Vodka, it turns out, is ideally just alcohol and water. Much like regular water, the little bits of minerals and impurities in the liquid can impart a distinctive flavor -- that's why different brands of vodka have different tastes -- but by and large, the less crap is in there, the easier it is to drink.

So the $11 handle of Skol that I picked up at Publix Liquors had, it's safe to assume, some foreign material in it. "Is this the worst vodka you have?" I cheerfully asked the clerk at the counter. "Oh God, yes," he answered. "That'll give you a headache in the morning."

What good news. I headed back to the office.

We divided the vodka into four cups and sent them through the filter: one was filtered once, another was filtered twice, etc. We went through four rounds of filtering.

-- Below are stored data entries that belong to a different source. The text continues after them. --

PR #6256, opened 2026-06-20
refactor(api): make WebhookStore async-safe with tokio RwLock (closes #2)

maoxin1234:
## Problem

`WebhookStore` guarded its in-memory state with `std::sync::RwLock` and exposed synchronous `list` / `get` / `create` / `update` / `delete` methods that are called directly from async axum handlers.
A blocking lock acquired on a runtime worker thread can stall the executor under contention, and the synchronous `std::fs` persistence on the write path compounds it by blocking the thread during disk I/O.

Fixes #2.

## Change

- `webhook_store.rs`: replace `std::sync::RwLock` with `tokio::sync::RwLock`; `list` / `get` / `create` / `update` / `delete` are now `async`.
- `persist` runs the atomic file write on `tokio::task::spawn_blocking` so disk I/O never blocks the async runtime.
- `load` stays synchronous on purpose — it is called once at daemon boot / test setup, off the async request path — with a doc-comment explaining why.
- `routes/webhooks.rs`: handlers `.await` the store calls. In `get` / `create` / `update` / `delete`, the `!Send` `ErrorTranslator` was being held across the new await point (breaking the axum `Handler` bound); resolve the translated messages up front and drop the translator before the await, matching the existing pattern in `test_webhook` (per CLAUDE.md).
- Webhook-store unit tests converted to `#[tokio::test]` and `.await` the async methods.
- `tests/api_deny_unknown_fields_test.rs`: `.await` the `list()` call.

## Verification

- `cargo fmt -p librefang-api`
- `cargo check -p librefang-api --all-targets` — clean
- `cargo test -p librefang-api --lib webhook_store` — 38 passed
- `cargo test -p librefang-api --test api_deny_unknown_fields_test` — 2 passed


houko (approved):
LGTM. Reviewed: the std→tokio `RwLock` migration is correct and complete — all `WebhookStore` methods are now `async`, every one of the 6 call sites was updated, the `!Send` `ErrorTranslator` is resolved-and-dropped before each `.await`, disk I/O moved to `spawn_blocking`, and there's no deadlock or lock-ordering hazard. Dropping the `unwrap_or_else(|e| e.into_inner())` poison recovery is correct since `tokio::sync::RwLock` doesn't poison. Real CI — Quality/clippy, all 4 Ubuntu test shards, Unit, Build, Security, Live Integration Smoke — is green.

The red `detect-secrets scan` check is a stale-base artifact: this branch predates #6262, which retired detect-secrets in favor of gitleaks, so the legacy baseline gate fails here. It is not a real secret. Clean to merge onto current (gitleaks) main.

houko (approved):
LGTM — reviewed clean (tokio RwLock migration, all call sites updated, no deadlock/!Send-across-await); real Rust CI green; branch updated to current main.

News blogger and notable teetotaler-except-on-Fridays Matthew Hendley brought in a bottle of Russian Standard, ostensibly a "good" vodka, for comparison. 

Those present tasted the good vodka, then the Skol straight, then the four rounds of progressively filtered Skol. Here are some of their thoughts, in their own words.

Russian Standard.
"Burns going down, but nice aftertaste (sort of)." "Like warm rubbing alcohol." "Fruity, elegant, a little sweet aftertaste." (That was me, and yes, it was BS.) "Not too burny." "Tastes like the beauty of Mother Russia."

Skol.
"What I drink with barbiturates when I want to sleep forever." "Isopropyl. Good if you have a wound in need of cleansing." "Rotten fruit from a shitty tree, to quote a phrase." "My chest hair is slowly falling off as it burns." "Reminds me of that one time, freshman year of college..."

Filtered once.
"Good -- lacks metallic terroir." (Oh, come on.) "No burn. Less bite. But I might be drunk now." "Like a Grey Goose taking a crap on a Lexus."

The next round was interesting: It definitely became worse again. Maybe some impurities were being released by the filter?

Filtered twice.
"Burn is back. Ugh. So much grosser." "My heart hurts..." "Tastes like melting plastic." "Fuck you, vodka!" "Tastes like feces of the devil." "Disgusting -- loogie in the trash can. Triple-filter always."

Filtered three times.
"Rancid." "My mouth is numb, but not from anything fun." "I don't want to drink it anymore." "I want to weep." "Like Magic Markers and Glade."

Then it got slightly better again.

Filtered four times.
"I swallowed it; that's an improvement." "Science does not support the findings, but not horrible." "Better; it's like finding out your cancer will kill you in ten years instead of five."

Final thoughts.
"Filter my stomach." "Josef Stalin would be disappointed in what just happened in this office." "Nobody is getting lucky with this vodka tonight." "Why did this happen to us?" "PUT SOME FUCKING ICE IN IT! MOTHER RUSSIA IS FULL OF ICE." 

At this point, my semidrunk colleagues were not too happy with me. I thought all the free vodka would make people happy, not sad. We also thought that filtering would be a progressive escalation to the high peaks of alcoholic perfection, like a trek up an icy mountain. All we got, however, was a headachy trip over a pothole.

In other words, if you factor in the cost of the filter and the number of rounds required to actually make the vodka taste better, just buy the expensive stuff. Or whiskey. Whiskey is good.